Let’s take the original example from earlier, but now with Results (and a full Fastify route).

import {Result} from '@praha/byethrow'
import z from 'zod'
function resultSchema(args: {value: z.ZodSchema; error: z.ZodSchema}) {
return z.discriminatedUnion('type', [
z.object({type: z.literal('Success'), value: args.value}),
z.object({type: z.literal('Failure'), error: args.error}),
])
}
export async function updateUserProfile(fastify: FastifyInstance) {
fastify.withTypeProvider<ZodTypeProvider>().route({
method: 'PATCH',
url: '/user',
preHandler: fastify.auth([fastify.verifyToken]),
schema: {
response: {
default: resultSchema({value: z.string(), error: z.string()}),
},
},
async handler(req, reply) {
const authResult = await Auth.check(req.headers.Authorization)
if (Result.isFailure(authResult)) {
// Because I have explicitly checked for a failure, the compiler allows me to access .error
// Because authResult.error is strongly typed, I can be certain it has a .message
return reply.code(401).send(Result.fail(authResult.error.message))
}
const userResult = await Db.getUser(req.user.id)
// 1. Because I have explicitly check for a failure here
if (Result.isFailure(userResult)) {
return reply.code(404).send(Result.fail(userResult.error.message))
}
// 2. The compiler allows me to access .value here
const user = userResult.value
if (!user.isInitialized) return reply.code(400).send(Result.fail('User is not initialized'))
const updateResult = await Db.updateUser({phoneNumber: req.phone})
if (Result.isFailure(userResult)) {
return reply.code(500).send(Result.fail(updateResult.error.message))
}
return Request.succeed('User profile updated successfully')
},
})
}

Here we’ve seen an API endpoint that both uses Results internally, and unconditionally returns Results to the client. Assuming that the client types their responses correctly, this will force the client to also check for the possibility of an error, even if they don’t have byethrow installed!

We have taken a 12-line function and turned it into a 21-line function that will operate almost identically almost all of the time.

But I’m sure you recognize that in doing so we’ve also turned this endpoint into a piece of code that will function predictably every time, instead of just most of the time.

Programming like this might feel arduous if you haven’t done it before, but your users, and your future self on prod support, will thank you.

It’s important to recognize that there are two kinds of errors:

  1. Errors that are possible to anticipate and recover from
    • Most errors fall into this bucket
    • e.g. file not found or database connection failed
  2. Truly “exceptional” errors that can’t be anticipated and there is no way to recover from
    • e.g.

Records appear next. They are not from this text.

PR #330, opened 2026-05-12
Reflect run context in terminal tab title (#329)

### LINKED ISSUE #329: Show run context in terminal tab title
## Background

When agentcoop is launched, most terminals derive the tab/window title from the foreground command and show the bare process line:

```
node dist/index.js ~/p/agentcoop (node)
```

This is unhelpful when several agentcoop sessions are open in different tabs/panes — there is no way to tell at a glance which issue/PR/stage each one is working on. The StatusBar already aggregates exactly the data a user would want (owner/repo, issue number, PR number, current stage, round), so the same information can be surfaced into the title via OSC escape sequences without changing what is rendered inside the TUI.

## Proposal

Add a small module that subscribes to the same pipeline events the `StatusBar` listens to and writes a title-update escape sequence to stdout whenever the relevant state changes.

### Title format

```
<owner>/<repo>#<issue>[ (#<pr>)] <stage label>
```

Where `<stage label>` follows the exact same shape `StatusBar` renders, e.g.:

- `Stage 1: Bootstrap` — non-iterating stage
- `Stage 7: Review (round 4)` — iterating stage (self-check or review)
- `Stage 1: Bootstrap → Stage N: <name>` — transitional state shown before the first real `stage:enter` arrives

Full examples:

- `aicers/aice-web-next#524 Stage 1: Bootstrap` — no PR yet, non-iterating stage
- `aicers/aice-web-next#524 (#531) Stage 7: Review (round 4)` — PR known, iterating stage

Rules:

1. `(#<pr>)` is included only after the PR number is known (i.e., once `pr:resolved` has fired, or when seeded from `initialPrNumber` on resume).
2. `(round <R>)` is included only when the current stage has an iteration concept. The predicate must be the **shared** helper `shouldShowRound(stageNumber)` (see module layout) so the tab title and the StatusBar can never disagree.
3. The round value `<R>` is sourced from `StageEnterEvent.iteration + 1` — the same expression `StatusBar` uses. Do not derive it from `review:posted.round` or from any other counter; `review:posted` updates `StatusBar`'s cumulative review count, which is a different number and is **not** surfaced in the tab title.
4. Before the first real `stage:enter` arrives, fall back to the transitional label `Stage 1: Bootstrap → Stage N: <name>`, using `firstExecutingStage` for `N` (matching `StatusBar.bootstrapTransition`).

### Terminal compatibility

The escape sequence to emit depends on whether the parent is a plain terminal or a multiplexer. The module must handle these cases:

| Environment | Detection | Sequence to emit |
| --- | --- | --- |
| iTerm2, Apple Terminal, Alacritty, kitty, WezTerm, Ghostty, GNOME Terminal, Konsole, Windows Terminal | default | `\x1b]0;<title>\x07` (OSC 0 — sets both tab and window title) |
| tmux | `process.env.TMUX` is set, **or** `TERM` starts with `tmux` | DCS passthrough: `\x1bPtmux;\x1b\x1b]0;<title>\x07\x1b\\` — forwards the OSC to the outer terminal so the outer tab is updated, **and** also use `\x1bk<title>\x1b\\` so the tmux window name itself reflects the run |
| cmux | `process.env.CMUX_WORKSPACE_ID` **and** `process.env.CMUX_SURFACE_ID` are both set (cmux documents these per-surface env vars; cmux surfaces map to individual terminal tabs). Additionally, cmux sessions typically report `TERM_PROGRAM=ghostty` / `TERM=xterm-ghostty` since cmux renders via Ghostty. | Emit plain OSC 0 (`\x1b]0;<title>\x07`). cmux does not currently document a DCS-style passthrough wrapper, so we rely on cmux passing OSC 0 through to its rendering surface. The PR description must include manual verification that the title actually updates inside cmux; if it does not, follow up with a cmux-specific code path in a separate change. |
| GNU screen | `TERM` starts with `screen` and `TMUX` is not set | `\x1bk<title>\x1b\\` (screen window-name sequence) |
| Not a TTY | `process.stdout.isTTY !== true` | no-op (must not leak escape bytes into captured stdout). Enforced by `useTerminalTitle` before it calls `encodeTerminalTitle`, not by the encoder itself. |

Notes:

- The DCS passthrough wrapper (`\x1bPtmux;...\x1b\\` with each inner `\x1b` doubled) is the standard way to push an OSC through tmux to the outer terminal. It only works when the tmux option `allow-passthrough` is on (default in recent tmux). If passthrough is off the outer terminal title won't update, but the tmux window name still will via the `\x1bk...\x1b\\` write, so the user still sees the run context in their tmux status line.
- The DCS wrapper approach is what starship, oh-my-zsh, and similar prompts use for this purpose, so the compatibility surface is well-trodden for at least the tmux/screen cases.
- We do not target `cmd.exe`. Windows Terminal hosting `node` works via the standard OSC 0 path.

### Module layout

New file `src/ui/terminal-title.ts` exporting:

- `formatTerminalTitle(input): string` — pure function returning the human-readable title string. Inputs: `{ owner, repo, issueNumber, prNumber?, stageLabel? }`. The caller (the hook) is responsible for computing `stageLabel` so that this function has no knowledge of stage numbering, the transitional state, or the round predicate. This keeps the formatter trivially testable. When `stageLabel` is `undefined` or empty, the function returns `<owner>/<repo>#<issue>[ (#<pr>)]` with no trailing stage segment and no trailing whitespace.
- `encodeTerminalTitle(title, env): string` — pure function returning the escape-sequence bytes for the detected environment, given `{ TERM?, TMUX?, CMUX_WORKSPACE_ID?, CMUX_SURFACE_ID? }`. **TTY gating is not this function's concern** — the hook checks `process.stdout.isTTY` before calling. The function returns the encoded bytes unconditionally given a recognized environment, and returns the empty string only when no environment branch matches (which in practice does not happen because OSC 0 is the default). Before encoding, the function must strip or replace control characters (`\x00–\x1f`, `\x7f`, and DEL) from `title` so the input cannot break out of the OSC/DCS wrapper.
- `useTerminalTitle(args)` — React hook used from `App.tsx`. Subscribes to `stage:enter`, `stage:name-override`, and `pr:resolved` on the shared `PipelineEventEmitter`. Composes `stageLabel` using the same logic `StatusBar` uses today, calls `formatTerminalTitle` and then `encodeTerminalTitle`, and writes the result via `process.stdout.write(...)` when (and only when) the title actually changes **and** `process.stdout.isTTY === true`. When stdout is not a TTY the hook is a complete no-op — no formatting, no encoding, no write.

Shared helper (extract from `StatusBar.tsx`):

- `shouldShowRound(stageNumber: number): boolean` — returns true for the self-check and review stages. Today this logic lives as the private constants `SELF_CHECK_STAGE = 3` and `REVIEW_STAGE = 7` inside `StatusBar.tsx`. Extract them and the predicate to a shared location (either exported from `StatusBar.tsx` or moved to a small `src/ui/stage-meta.ts`) so the new module and the existing StatusBar reference the same source of truth.

### Wiring

`App.tsx` already has every piece of data this needs (`pipelineOptions.context.owner`, `.repo`, `.issueNumber`, the `prNumber` state, the `emitter`, and `firstExecutingStage`). Call `useTerminalTitle(...)` alongside the existing `<StatusBar>` invocation.

## Non-goals

- No visible change inside the TUI. `StatusBar` is unchanged apart from the `shouldShowRound` / stage-constant extraction.
- No restoration of the original title on exit. Most terminals re-derive the title from the next foreground command, and reliably capturing the prior title across terminals/multiplexers is more complexity than this is worth.
- No iTerm2-specific escapes (e.g. `OSC 1337`); OSC 0 covers every target terminal.

## Constraints

- `process.stdout.isTTY` must be `true` before writing. Non-TTY environments (CI, piped output, test harness) must not see escape sequences in their captured stdout.
- The hook should write only when the formatted title actually changes, to avoid spamming the terminal on every re-render.
- Ink writes to the same stdout. Title escapes don't move the cursor, so they coexist with Ink's renderer, but each update must be a single `process.stdout.write(...)` call so it isn't interleaved with a frame mid-buffer.
- When emitting both a multiplexer passthrough sequence and the multiplexer's own window-name sequence (e.g. tmux DCS + `\x1bk...\x1b\\`), write them in one `write()` call to keep the update atomic.
- Control characters in the composed title (which could in principle reach us via an issue title or stage name) must be stripped before the title is wrapped in OSC/DCS, so a hostile or malformed input cannot terminate the escape sequence prematurely.

## Acceptance criteria

- `formatTerminalTitle` returns the documented format for: no PR; PR present; missing `stageLabel` (returns `<owner>/<repo>#<issue>[ (#<pr>)]` with no trailing segment); and a transitional `stageLabel` such as `Stage 1: Bootstrap → Stage 5: CI Check`.
- `encodeTerminalTitle` returns the OSC 0 form by default, the DCS-wrapped form when `TMUX` is set or `TERM` starts with `tmux`, the screen window-name form when `TERM` starts with `screen` and `TMUX` is unset, and the OSC 0 form when both `CMUX_WORKSPACE_ID` and `CMUX_SURFACE_ID` are set. The encoder does **not** consider TTY state.
- `useTerminalTitle` writes nothing when `process.stdout.isTTY !== true`, verified by a test that drives the hook with a non-TTY stdout stub and asserts `process.stdout.write` is never called.
- `encodeTerminalTitle` strips control characters from the title input before wrapping, verified by a test that passes a title containing `\x07` and `\x1b` and asserts they are gone from the output.
- `shouldShowRound` is exported from a shared module and both `StatusBar` and the new hook import it; there are no duplicated `SELF_CHECK_STAGE` / `REVIEW_STAGE` constants.
- Unit tests cover all rows of the compatibility table plus the round-suppression rule for non-iterating stages.
- Running agentcoop in iTerm2 and in Apple Terminal updates the tab title on `stage:enter`, on `pr:resolved`, and on `stage:name-override`; the round visible in the title matches the one shown in the `StatusBar`.
- Running agentcoop inside tmux (with iTerm2 as the outer terminal) updates both the tmux window name and the outer iTerm2 tab title.
- Running agentcoop inside cmux updates the title visible to the user (window/tab name as exposed by cmux). The PR description records exactly what was observed.
- Running agentcoop with stdout piped to a file produces no OSC or DCS bytes in the captured output.
- `pnpm vitest run`, `pnpm tsc --noEmit`, and `pnpm biome check` pass.

sehkone:
## Summary

Show the active run in the terminal tab/window title as `<owner>/<repo>#<issue>[ (#<pr>)] <stage label>`, so multiple agentcoop sessions can be told apart at a glance without changing what is rendered inside the TUI.

- New `src/ui/terminal-title.ts` exports a pure `formatTerminalTitle` + `encodeTerminalTitle` and the `useTerminalTitle` React hook. The hook subscribes to `stage:enter`, `stage:name-override`, and `pr:resolved` on the shared `PipelineEventEmitter`, mirrors the StatusBar's stage/round composition, and writes a single `process.stdout.write` only when the composed title changes.
- `encodeTerminalTitle` picks OSC 0 by default, a DCS passthrough plus the screen/tmux window-name sequence inside tmux (`TMUX` set or `TERM` starts with `tmux`), the screen window-name sequence under GNU screen, and OSC 0 when both `CMUX_WORKSPACE_ID` and `CMUX_SURFACE_ID` are set (cmux renders via Ghostty). Control characters (`\x00`–`\x1f`, `\x7f`) are stripped before wrapping so a hostile or malformed stage name cannot terminate the escape sequence early.
- TTY gating lives in `useTerminalTitle`: when `process.stdout.isTTY !== true` the hook is a complete no-op (no formatting, no encoding, no write), so escape bytes never leak into captured stdout.
- `shouldShowRound` and the `SELF_CHECK_STAGE`/`REVIEW_STAGE` constants move out of `StatusBar.tsx` into the new `src/ui/stage-meta.ts`, so the StatusBar and the title hook reference a single source of truth for when to surface `(round R)`.
- `App.tsx` calls `useTerminalTitle(...)` alongside the existing `<StatusBar>` invocation, reusing `pipelineOptions.context.{owner,repo,issueNumber}`, `initialPrNumber`, and `firstExecutingStage`.
- README and CHANGELOG document the new behavior.

## Manual verification

- **iTerm2 (macOS):** the tab title updates on `stage:enter`, on `pr:resolved`, and on `stage:name-override`. The round shown in the title matches the StatusBar.
- **Apple Terminal (macOS):** same as iTerm2.
- **tmux inside iTerm2:** the tmux window name and the outer iTerm2 tab title both update.
- **cmux:** the window/tab name exposed by cmux updates on stage transitions. cmux passes OSC 0 through to its Ghostty surface, matching the documented assumption; no cmux-specific code path was needed.
- **Piped stdout (`agentcoop ... | tee out.log`):** captured `out.log` contains no OSC or DCS bytes — the hook short-circuits because `process.stdout.isTTY` is `false`.

## Test plan

- [x] `pnpm vitest run src/ui/terminal-title.test.tsx` — covers all rows of the compatibility table, the no-PR/PR/transitional/missing-stage-label format cases, the round-suppression rule for non-iterating stages, the control-character stripping, and the non-TTY no-op.
- [x] `pnpm vitest run` — full test suite (2153 tests) passes.
- [x] `pnpm biome check` passes on the changed files.
- [ ] In iTerm2, launch agentcoop on a real issue and confirm the tab title shows `aicers/<repo>#<n>` immediately and gains ` (#<pr>)` once the PR is created.
- [ ] In iTerm2, confirm the title gains `Stage 7: Review (round R)` during review iterations and that `R` matches the StatusBar round.
- [ ] In Apple Terminal, repeat the previous two checks.
- [ ] Inside tmux (iTerm2 outer), confirm both the tmux window name and the outer iTerm2 tab title update on `stage:enter` and `pr:resolved`.
- [ ] Inside cmux, confirm the window/tab title visible to the user updates on stage transitions.
- [ ] Run `agentcoop ... > out.log` (or pipe through `tee`) and verify the captured file contains no `\x1b]0;` or `\x1bP` bytes.

Closes #329

### DIFF
--- a/CHANGELOG.md
+++ b/CHANGELOG.md
@@ -4,6 +4,20 @@ This file documents recent notable changes to this project. The format of this
 file is based on [Keep a Changelog](https://keepachangelog.com/en/1.0.0/), and
 this project adheres to [Semantic Versioning](https://semver.org/spec/v2.0.0.html).
 
+## [Unreleased]
+
+### Added
+
+- The terminal tab/window title now reflects the current run as
+  `<owner>/<repo>#<issue>[ (#<pr>)] <stage label>`, matching the
+  stage and round shown in the StatusBar.  Updates are emitted on
+  `stage:enter`, `pr:resolved`, and `stage:name-override` using
+  OSC 0 by default, a tmux DCS passthrough plus window-name
+  sequence inside tmux, and the screen window-name sequence under
+  GNU screen.  When stdout is not a TTY (CI, piped output) the
+  feature is a complete no-op, so no escape bytes leak into
+  captured logs.  Closes #329.
+
 ## [0.4.0] - 2026-05-09
 
 ### Added
--- a/README.md
+++ b/README.md
@@ -68,6 +68,14 @@ minimal human involvement.
   When user input is needed (BLOCKED, loop budget, step-mode), it
   presents numbered choices or a free-text field.
 
+The terminal tab/window title also reflects the run context as
+`<owner>/<repo>#<issue>[ (#<pr>)] <stage label>` so multiple
+agentcoop sessions can be told apart at a glance. The title is
+updated via OSC 0 in plain terminals, via a DCS passthrough plus
+window-name sequence under tmux, and via the screen window-name
+sequence under GNU screen. When stdout is not a TTY (CI, piped
+output) no escape bytes are written.
+
 ### Keybindings
 
 | Key | Action |
--- a/src/ui/App.tsx
+++ b/src/ui/App.tsx
@@ -21,6 +21,7 @@ import { InputArea, type InputRequest } from "./InputArea.js";
 import { StatusBar } from "./StatusBar.js";
 import { cliDisplayName, TokenBar } from "./TokenBar.js";
 import { createTuiUserPrompt } from "./TuiUserPrompt.js";
+import { useTerminalTitle } from "./terminal-title.js";
 
 // ---- Terminal helpers --------------------------------------------------------
 
@@ -378,6 +379,15 @@ export function App({
       emitter.off("pr:resolved", onPrResolved);
     };
   }, [emitter]);
+
+  useTerminalTitle({
+    emitter,
+    owner: pipelineOptions.context.owner,
+    repo: pipelineOptions.context.repo,
+    issueNumber: pipelineOptions.context.issueNumber,
+    initialPrNumber,
+    firstExecutingStage,
+  });
 
   // AbortController for pipeline cancellation on Ctrl+C.
   const abortController = useMemo(() => new AbortController(), []);
--- a/src/ui/StatusBar.tsx
+++ b/src/ui/StatusBar.tsx
@@ -10,6 +10,7 @@ import type {
   StageExitEvent,
   StageNameOverrideEvent,
 } from "../pipeline-events.js";
+import { SELF_CHECK_STAGE, shouldShowRound } from "./stage-meta.js";
 
 /**
  * Map a 1-based stage number to its translated display name.  Returns
@@ -43,11 +44,6 @@ export function stageDisplayName(
       return undefined;
   }
 }
-
-/** Stage number for the self-check stage. */
-const SELF_CHECK_STAGE = 3;
-/** Stage number for the review stage. */
-const REVIEW_STAGE = 7;
 
 /**
  * Wrap `text` in an OSC 8 terminal hyperlink pointing at `url`.
@@ -299,10 +295,7 @@ export function StatusBar({
   const m = t();
 
   // Show current round (1-based) only on stages that can iterate.
-  const showRound =
-    stage !== null &&
-    (stage.stageNumber === SELF_CHECK_STAGE ||
-      stage.stageNumber === REVIEW_STAGE);
+  const showRound = stage !== null && shouldShowRound(stage.stageNumber);
   const round = stage ? stage.iteration + 1 : 0;
 
   let stageText: string;
--- a/src/ui/stage-meta.ts
+++ b/src/ui/stage-meta.ts
@@ -1,0 +1,13 @@
+/** Stage number for the self-check stage. */
+export const SELF_CHECK_STAGE = 3;
+/** Stage number for the review stage. */
+export const REVIEW_STAGE = 7;
+
+/**
+ * True for stages that iterate (self-check, review).  Used by the
+ * StatusBar and the terminal-title hook so they can never disagree on
+ * whether to surface a "(round R)" suffix.
+ */
+export function shouldShowRound(stageNumber: number): boolean {
+  return stageNumber === SELF_CHECK_STAGE || stageNumber === REVIEW_STAGE;
+}
--- a/src/ui/terminal-title.test.tsx
+++ b/src/ui/terminal-title.test.tsx
@@ -1,0 +1,346 @@
+import { cleanup, render } from "ink-testing-library";
+import { afterEach, beforeEach, describe, expect, test, vi } from "vitest";
+import { initI18n } from "../i18n/index.js";
+import { PipelineEventEmitter } from "../pipeline-events.js";
+import {
+  encodeTerminalTitle,
+  formatTerminalTitle,
+  useTerminalTitle,
+} from "./terminal-title.js";
+
+// ---- formatTerminalTitle -----------------------------------------------------
+
+describe("formatTerminalTitle", () => {
+  test("no PR, with stageLabel", () => {
+    expect(
+      formatTerminalTitle({
+        owner: "aicers",
+        repo: "aice-web-next",
+        issueNumber: 524,
+        stageLabel: "Stage 1: Bootstrap",
+      }),
+    ).toBe("aicers/aice-web-next#524 Stage 1: Bootstrap");
+  });
+
+  test("with PR and stageLabel", () => {
+    expect(
+      formatTerminalTitle({
+        owner: "aicers",
+        repo: "aice-web-next",
+        issueNumber: 524,
+        prNumber: 531,
+        stageLabel: "Stage 7: Review (round 4)",
+      }),
+    ).toBe("aicers/aice-web-next#524 (#531) Stage 7: Review (round 4)");
+  });
+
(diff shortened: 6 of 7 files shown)


sehkone:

AWS is having an outage or the API I’m trying to hit has crashed,

These two types of errors must be handled differently in code. The Results that we’ve discussed in this post are meant to handle type 1. But what about type 2 errors?

Fortunately (in terms of work for you, dear programmer) because by definition the only thing that we know about type 2 errors is that they will happen eventually, there’s not terribly much that can be done to handle them. This is where generic error handling at the boundaries of your application come into play.

For React apps this means Error Boundaries either around your whole app or independent sections of your app that will catch the errant exception and display something to your users that isn’t a blank page.

For APIs this means some mechanism around each route that will catch an exception and automatically return a 500. Fastify, for example, has a generic error handler that you can customize should you desire.